What you need to do: In the data below, find each line that contains the word "Logic" and copy it.

====== Provided records ======

PR #2705, opened 2020-12-02
Fix bidirectional route failures at deadends

danpaz:
# Issue

This PR addresses two issues in bidirectional a* where the search paths in the forward and reverse directions fail to connect on deadend edges. This usually comes up when an intermediate waypoint is set on a deadend road with break_through set, which forces the route to start on an edge heading toward the deadend and requiring that the route make a uturn in order to leave the deadend.

## 1. Fix for deadends

The first failure scenario has to do with how bidirectional decides to prune not_thru edges. The changes in https://github.com/valhalla/valhalla/commit/6e0682b7f81f70c07099e0e92eb224dbb8df9257 allow the algorithm to enqueue the uturn edge in the case where the only other edge added was a not_thru.

```
Let's say we have a route that travels into a small not_thru region from the left towards A

...A--B--C

where
AB and BC are not_thru=true

And in order to complete the route we need to make a uturn out of the not_thru region.

Consider only the forward expansion, starting with predecessor = AB.

Logic before this PR:
1. Expand from B
2. Add BC
3. ExpandForwardInner returns true
4. Move on to next iteration
5. Expansion ends because BC is not expandable (not_thru)
(therefore uturn BA is never added)

Logic after this PR:
1. Expand from B
2. Add BC
3. ExpandInner returns false
4. Add BA (u-turn edge)
5. Expansion continues on A

```

## 2. Fix for deadends with a barrier

https://github.com/valhalla/valhalla/commit/888698743e6fb5d508fe91a08c398f95ada03cdb fixes an issue where expansion is immediately stopped when the node we're expanding from has an access restriction, such as a `barrier=block`. In the worst case this issue caused no route to be returned if a uturn at the barrier was the only option to escape the deadend.

```
A--B--C

where

C is barrier=block

The costing's Allowed(node) function returns false causing expansion to stop at this node.

In this PR we now expand from the opposing edge (do a uturn) if we encountered a barrier.

```

# Testing

**RAD**: this change affected 0.5% of user routes, and the changes there were caused by selecting a similar-cost alternative (within <1% in terms of route cost). Some example routes that are fixed by this change are in test_requests/deadends.txt.

**Performance**:  @kevinkreiser ran a performance benchmark and found no difference in total time to calculate routes.

<details>
kkreiser@X570-I-AORUS-PRO-WIFI:~/sandbox/valhalla/run_route_scripts$ time ./run_with_server.py --test-file auto.txt --url http://localhost:8002/route --concurrency 24 --format csv
Placing 13797 results in 20201202_152034_auto
17%
^[[A
^[[A29%
38%
48%
59%
71%
82%
93%
99%
100%
real	0m45.659s
user	0m28.267s
sys	0m2.361s
kkreiser@X570-I-AORUS-PRO-WIFI:~/sandbox/valhalla/run_route_scripts$ time ./run_with_server.py --test-file auto.txt --url http://localhost:8002/route --concurrency 24 --format csv
Placing 13797 results in 20201202_152120_auto
17%
31%
42%
52%
63%
73%
86%
96%
100%
real	0m44.577s
user	0m28.001s
sys	0m2.680s
kkreiser@X570-I-AORUS-PRO-WIFI:~/sandbox/valhalla/run_route_scripts$ time ./run_with_server.py --test-file auto.txt --url http://localhost:8002/route --concurrency 24 --format csv
Placing 13797 results in 20201202_152204_auto
17%
31%
41%
52%
63%
74%
86%
96%
100%
real	0m44.365s
user	0m28.268s
sys	0m2.442s
kkreiser@X570-I-AORUS-PRO-WIFI:~/sandbox/valhalla/run_route_scripts$ 
kkreiser@X570-I-AORUS-PRO-WIFI:~/sandbox/valhalla/run_route_scripts$ echo BRANCH
BRANCH
kkreiser@X570-I-AORUS-PRO-WIFI:~/sandbox/valhalla/run_route_scripts$ time ./run_with_server.py --test-file auto.txt --url http://localhost:8002/route --concurrency 24 --format csv
Placing 13797 results in 20201202_152358_auto
^[[A
^[[A
17%
31%
42%
52%
63%
74%
86%
96%
100%
real	0m43.977s
user	0m28.140s
sys	0m2.489s
kkreiser@X570-I-AORUS-PRO-WIFI:~/sandbox/valhalla/run_route_scripts$ time ./run_with_server.py --test-file auto.txt --url http://localhost:8002/route --concurrency 24 --format csv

======

Task result:
Logic before this PR:
Logic after this PR:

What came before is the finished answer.